**Data supplied:**
PR #1509, opened 2024-12-23
remove versioneer and setup.cfg references in docs, update rapids-dependency-file-generator

jameslamb:
## Description

Removes references to `setup.cfg` and `versioneer` in the contributing docs... `cuspatial` no longer uses either of these.

Also updates `rapids-dependency-file-generator` to its latest version (v1.17.0) and removes an unused YAML anchor in `dependencies.yaml`.

## Checklist

### DIFF
--- a/docs/source/developer_guide/contributing_guide.md
+++ b/docs/source/developer_guide/contributing_guide.md
@@ -72,15 +72,11 @@ Specifically, cuSpatial uses the following tools:
 - [`isort`](https://pycqa.github.io/isort/) ensures imports are sorted consistently.
 
 Linter config data is stored in a number of files. cuSpatial generally uses `pyproject.toml` over
-`setup.cfg` and avoids project-specific files (e.g. `setup.cfg` > `python/cudf/setup.cfg`). However,
-differences between tools and the different packages in the repo result in the following caveats:
+`setup.cfg` and prefers root-level files to project-specific files.
+However, differences between tools and the different packages in the repo result in the following caveats:
 
-- `flake8` has no plans to support `pyproject.toml`, so it must live in `setup.cfg`.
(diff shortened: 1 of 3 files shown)


docs/source/developer_guide/contributing_guide.md
```diff
@@ -72,16 +72,12 @@ Specifically, cuSpatial uses the following tools:
 - [`isort`](https://pycqa.github.io/isort/) ensures imports are sorted consistently.
 
 Linter config data is stored in a number of files. cuSpatial generally uses `pyproject.toml` over
-`setup.cfg` and avoids project-specific files (e.g. `setup.cfg` > `python/cudf/setup.cfg`). However,
-differences between tools and the different packages in the repo result in the following caveats:
+`setup.cfg` and prefers root-level files to project-specific files.
```
bdice, line 75: I would be fine with removing the reference to `setup.cfg` altogether.

Also we need to do a pass through RAPIDS repos and get rid of flake8/black/isort in favor of ruff. There is no technical reason why we are still using flake8, we just haven't switched over to ruff in several RAPIDS repos. (The only minor caveat I am aware of is that isort supports Cython files while ruff's isort does not, but we decided not to worry about that.)

bdice (approved):

docs/source/developer_guide/contributing_guide.md
jameslamb: Sure, pushed https://github.com/rapidsai/cuspatial/pull/1509/commits/e50c506cd933439b53e9de9f222408728283a42c removing this last reference to it.

And put up a tracking issue for the `ruff` migration: https://github.com/rapidsai/build-planning/issues/130

PR #1514, opened 2025-01-14
Have Cython methods accept pylibcudf.Column instead of cudf._lib.column.Column

mroeschke:
## Description
Related to https://github.com/rapidsai/cudf/issues/17317, it appears the Cython bindings are not dependent on any methods specifically on `cudf._lib.column.Column`. It appears most routines operate on `column_view` which can be provided by a `pylibcudf.Column`.

This PR essentially makes the routines defined in Cython accept a `pylibcudf.Column` instead and return a `cudf.core.column.Column` object instead (which should help cudf transition away from its `cudf._lib.column.Column`)

## Checklist

### DIFF
--- a/python/cuspatial/cuspatial/_lib/distance.pyx
+++ b/python/cuspatial/cuspatial/_lib/distance.pyx
@@ -1,10 +1,10 @@
-# Copyright (c) 2022-2024, NVIDIA CORPORATION.
+# Copyright (c) 2022-2025, NVIDIA CORPORATION.
 
 from libcpp.memory cimport make_shared, shared_ptr, unique_ptr
 from libcpp.utility cimport move, pair
 
-from cudf._lib.column cimport Column
-from pylibcudf cimport Table as plc_Table
+from cudf.core.column.column import Column
+from pylibcudf cimport Column as plc_Column, Table as plc_Table
 from pylibcudf.libcudf.column.column cimport column
 from pylibcudf.libcudf.column.column_view cimport column_view
 from pylibcudf.libcudf.table.table_view cimport table_view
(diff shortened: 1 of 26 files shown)


python/cuspatial/cuspatial/_lib/distance.pyx
```diff
@@ -26,7 +26,12 @@ from cuspatial._lib.cpp.types cimport collection_type_id, geometry_type_id
 from cuspatial._lib.types cimport collection_type_py_to_c
 
 
-cpdef haversine_distance(Column x1, Column y1, Column x2, Column y2):
+cpdef haversine_distance(
+    plc_Column x1,
```
harrism, line 30: Can these just be imported as Column?

mroeschke: We'll have a namespace shadowing issue because we need `cudf.core.column.Column` (for the output) and `pylibcudf.Column` (to type these inputs). I decided to alias `pylibcudf.Column` to `plc_Column`, but happy to use another alias if you'd like

isVoid: Why are we mixing the use of cudf column and pylibcudf column here?

mroeschke: The primary motivation of this PR is based on removing `cudf._lib` in favor of pylibcudf https://github.com/rapidsai/cudf/issues/17317, so `cudf._lib.column.Column` is going away. The libcudf-like APIs (mainly accessing a `column_view` in cuspatial) will now be available on `pylibcudf.Column`, but to be compatible with cudf Python APIs we still need to return a cudf Python column.

We also have to do this `cudf column -> pylibcudf column -> cudf column` conversion currently in cudf itself before calling a Cythonized function.

isVoid: Yes, in an ideal world I'd like to see if we can implement most of the features with just pylibcudf and not having to do the round trip. I think the strong typing in cython functions without any supports of protocol / duck typing makes that a bit harder to achieve that. However, I wonder if cuspatial has a smaller API surface that can help make directly using pylibcudf a bit easier?

As always, thanks for consistent work on removing cudf internals in cuspatial!

isVoid (approved):

python/cuspatial/cuspatial/_lib/distance.pyx
mroeschke: > However, I wonder if cuspatial has a smaller API surface that can help make directly using pylibcudf a bit easier?

Yes definitely. I could do a follow up PR to move the `pylibcudf column -> cudf column` conversion from the Cython layer to the Python layer. (I could have done that in this PR but there would have been more visual noise)

PR #1515, opened 2025-01-22
Add shellcheck to pre-commit and fix warnings

gforsyth:
## Description

`shellcheck` is a fast, static analysis tool for shell scripts. It's good at
flagging up unused variables, unintentional glob expansions, and other potential
execution and security headaches that arise from the wonders of `bash` (and
other shlangs).                   
                                                                                                              
This PR adds a `pre-commit` hook to run `shellcheck` on all of the `sh-lang`
files in the `ci/` directory, and the changes requested by `shellcheck` to make
the existing files pass the check.                              
                                                                                                              
xref: rapidsai/build-planning#135   

## Checklist

### DIFF
--- a/ci/build_docs.sh
+++ b/ci/build_docs.sh
@@ -1,5 +1,5 @@
 #!/bin/bash
-# Copyright (c) 2023-2024, NVIDIA CORPORATION.
+# Copyright (c) 2023-2025, NVIDIA CORPORATION.
 
 set -euo pipefail
 
@@ -21,9 +21,12 @@ conda activate docs
 
 rapids-print-env
 
-export RAPIDS_VERSION="$(rapids-version)"
-export RAPIDS_VERSION_MAJOR_MINOR="$(rapids-version-major-minor)"
-export RAPIDS_DOCS_DIR="$(mktemp -d)"
+RAPIDS_VERSION="$(rapids-version)"
+RAPIDS_VERSION_MAJOR_MINOR="$(rapids-version-major-minor)"
+RAPIDS_DOCS_DIR="$(mktemp -d)"
+export RAPIDS_VERSION
+export RAPIDS_VERSION_MAJOR_MINOR
+export RAPIDS_DOCS_DIR
 
 rapids-logger "Build cuSpatial CPP docs"
 pushd cpp/doxygen
--- a/ci/build_docs.sh
+++ b/ci/build_docs.sh
@@ -22,10 +22,12 @@ conda activate docs
 rapids-print-env
 
 RAPIDS_VERSION="$(rapids-version)"
-RAPIDS_VERSION_MAJOR_MINOR="$(rapids-version-major-minor)"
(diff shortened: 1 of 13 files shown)


gforsyth:
Hmm, it looks like the taxi zone geojson file has disappeared from the NYC Open Data page, which is causing the NYC notebook to fail.

gforsyth:
Rotted link: https://data.cityofnewyork.us/Transportation/NYC-Taxi-Zones/d3c5-ddgc

mroeschke:
> Hmm, it looks like the taxi zone geojson file has disappeared from the NYC Open Data page, which is causing the NYC notebook to fail.

https://github.com/rapidsai/cuspatial/pull/1517 has been merged so this PR should pass now with an update with the 25.02 branch

ci/build_docs.sh
```diff
@@ -21,9 +21,12 @@ conda activate docs
...
 
-export RAPIDS_VERSION="$(rapids-version)"
-export RAPIDS_VERSION_MAJOR_MINOR="$(rapids-version-major-minor)"
-export RAPIDS_DOCS_DIR="$(mktemp -d)"
+RAPIDS_VERSION="$(rapids-version)"
+RAPIDS_VERSION_MAJOR_MINOR="$(rapids-version-major-minor)"
+RAPIDS_DOCS_DIR="$(mktemp -d)"
+export RAPIDS_VERSION
+export RAPIDS_VERSION_MAJOR_MINOR
+export RAPIDS_DOCS_DIR
```
jameslamb, line 29:
```suggestion
RAPIDS_VERSION="$(rapids-version)"
export RAPIDS_VERSION

RAPIDS_VERSION_MAJOR_MINOR="$(rapids-version-major-minor)"
export RAPIDS_VERSION_MAJOR_MINOR

RAPIDS_DOCS_DIR="$(mktemp -d)"
export RAPIDS_DOCS_DIR
```

Very minor style thing, do what you want with it ... but if we're going to separate assigning and exporting like this, I think I'd prefer to do them one variable at a time, instead of having so much distance between the assignment and export calls for each variable. I find that form a bit easier to read.

ci/build_python.sh
```diff
@@ -13,8 +13,6 @@ export CMAKE_GENERATOR=Ninja
 
 rapids-print-env
 
-package_dir="python"
```
jameslamb, line 16: Yesss glad `shellcheck` is helping us catch stuff like this!

jameslamb (approved):
I'm good with this! Love that this caught a couple of unused variables so we could simplify these scripts a bit.

Left one small cosmetic suggestion, do whatever you want with it. I don't feel that strongly.

ci/build_docs.sh
gforsyth: yeah, I had this originally and then changed it, but I agree that having the assignment and export calls closer together makes sense.

PR #552, opened 2022-09-19
Check for changes to APIs used by the admin UI integraiton in PRs

JulianKniephoff:
Some notes:

* I tried to reproduce the behavior of our conflict check, running even when the base branch changes. This is not trivial, though. It's a feature of the action we use in that check, not of the actions/workflow system. It reacts to `push` events and then **manually** goes through all the PRs to check and mark them.
* I opted not to let this action label the PR, yet, simply because I'm not sure what label to use. I welcome in put on this point.

### DIFF
--- a/.github/workflows/check-admin-ui-api.yml
+++ b/.github/workflows/check-admin-ui-api.yml
@@ -43,6 +43,10 @@ jobs:
       - name: Hide previous comments made by this workflow
         uses: int128/hide-comment-action@v1
         with:
+          # We have to specify an empty author-filter here so that this step doesn't try to remove
+          # the deployment comments we create in another step (or any other comments by github-actions
+          # for that matter).
+          authors:
           starts-with: "<!-- admin-ui-api-check -->"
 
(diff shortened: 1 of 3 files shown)


.github/workflows/check-admin-ui-api.yml
```diff
@@ -0,0 +1,50 @@
...
+    steps:
+      - name: Check out the code
+        uses: actions/checkout@v3
+        with:
+          fetch-depth: 2
+
+      - name: Check for changes to the APIs the admin UI integration uses
+        id: graphql_inspector
+        run: |
+          npx @graphql-inspector/cli@3.4.0 diff \
```
LukasKalbertodt, line 16: Apparently there is an extra version for CI environment: https://www.the-guild.dev/graphql/inspector/docs/products/ci

I guess we should use that instead of this CLI?

LukasKalbertodt (commented):
Looks good overall. Just one comment/question.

**What you are asked to do:**
The stopping point is the line containing "Removes references to". Reproduce exactly every line of the material from the first through that one.

**Solution for this problem:**
PR #1509, opened 2024-12-23
remove versioneer and setup.cfg references in docs, update rapids-dependency-file-generator

jameslamb:
## Description

Removes references to `setup.cfg` and `versioneer` in the contributing docs... `cuspatial` no longer uses either of these.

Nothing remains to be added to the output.